__Exercise input__:
PR #1279, opened 2026-06-26
auto-task(inner_eq_doubly_stochastic_sum): golf the doubly-stochastic inner-product proof

yidiq7:
## Summary

Golfs the proof of `HermitianMat.inner_eq_doubly_stochastic_sum` in
`QuantumInfo/ForMathlib/HermitianMat/Inner.lean` — the lemma carrying the
`--TODO: Cleanup, ew what?` marker. The statement (name, binders, type) is
byte-for-byte unchanged; only the tactic block is rewritten.

## What changed

The original proof reached the doubly-stochastic sum through heavy, opaque
machinery: three `convert!`s, a `grind`, two whole-context `simp +zetaDelta at *`
calls, a shadowed nested `have h_trace_diag`, and several 200–400 character `have`
statements spelling out the eigenvector matrices in full.

The new proof follows the same mathematics but makes every step explicit and
idiomatic:

- `U := A.H.eigenvectorUnitary`, `V := B.H.eigenvectorUnitary` are introduced with
  `set`; unitarity is just `U.2.1` / `U.2.2`.
- The diagonalizations `A = U · diag(a) · Uᴴ` (and likewise for `B`) come directly
  from `Matrix.IsHermitian.spectral_theorem` via
  `simpa [Unitary.conjStarAlgAut_apply]`.
- A single `key` step rewrites `A · B` as the conjugation
  `U · (diag(a) · C · diag(b) · Cᴴ) · Uᴴ`, after which `Matrix.trace_mul_cycle`
  together with unitarity collapses the trace to that of `diag(a)·C·diag(b)·Cᴴ`.
- That trace is expanded entrywise to the doubly-stochastic sum with targeted
  `simp only` sets, and the real part is taken with `Complex.ofReal_re`.

## Effect

- Proof body shrinks from ~3998 to ~2072 characters; the longest line drops from
  387 to 91 characters.
- All `convert!` (×3), `grind`, and `simp +zetaDelta at *` (×2) calls are removed,
  replaced by `rw`, `conv`, `simpa`, and targeted `simp only`. This is both faster
  to elaborate (no whole-context simp / `grind`) and far more readable.

## Verification

`lake build QuantumInfo.ForMathlib.HermitianMat.Inner` succeeds, as do the
downstream modules that consume the lemma
(`QuantumInfo.ForMathlib.HermitianMat.Schatten` and `QuantumInfo.Entropy.Relative`).
The proof closes with no `sorry`, no new errors or warnings, and `#print axioms`
reports only `propext`, `Classical.choice`, and `Quot.sound`.

### DIFF
--- a/QuantumInfo/ForMathlib/HermitianMat/Inner.lean
+++ b/QuantumInfo/ForMathlib/HermitianMat/Inner.lean
@@ -524,36 +524,38 @@ lemma inner_eq_doubly_stochastic_sum {d : Type*} [Fintype d] [DecidableEq d]
     let C := A.H.eigenvectorUnitary.val.conjTranspose * B.H.eigenvectorUnitary.val
     ⟪A, B⟫_ℝ = ∑ i, ∑ j,
       A.H.eigenvalues i * B.H.eigenvalues j * (‖C i j‖^2) := by
-  -- By the properties of the trace and diagonalization, we can rewrite the trace of AB as the sum of the products of the eigenvalues of A and B, multiplied by the squared norms of the entries of the product of their eigenvector matrices.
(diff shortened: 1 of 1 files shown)


jstoobysmith (approved):
Looks good! APproved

__Task goal__: Write the lines out verbatim, from the one with "The proof closes" through the last line of the entries, and stop there.

__Task response__:
The proof closes with no `sorry`, no new errors or warnings, and `#print axioms`
reports only `propext`, `Classical.choice`, and `Quot.sound`.

### DIFF
--- a/QuantumInfo/ForMathlib/HermitianMat/Inner.lean
+++ b/QuantumInfo/ForMathlib/HermitianMat/Inner.lean
@@ -524,36 +524,38 @@ lemma inner_eq_doubly_stochastic_sum {d : Type*} [Fintype d] [DecidableEq d]
     let C := A.H.eigenvectorUnitary.val.conjTranspose * B.H.eigenvectorUnitary.val
     ⟪A, B⟫_ℝ = ∑ i, ∑ j,
       A.H.eigenvalues i * B.H.eigenvalues j * (‖C i j‖^2) := by
-  -- By the properties of the trace and diagonalization, we can rewrite the trace of AB as the sum of the products of the eigenvalues of A and B, multiplied by the squared norms of the entries of the product of their eigenvector matrices.
(diff shortened: 1 of 1 files shown)


jstoobysmith (approved):
Looks good! APproved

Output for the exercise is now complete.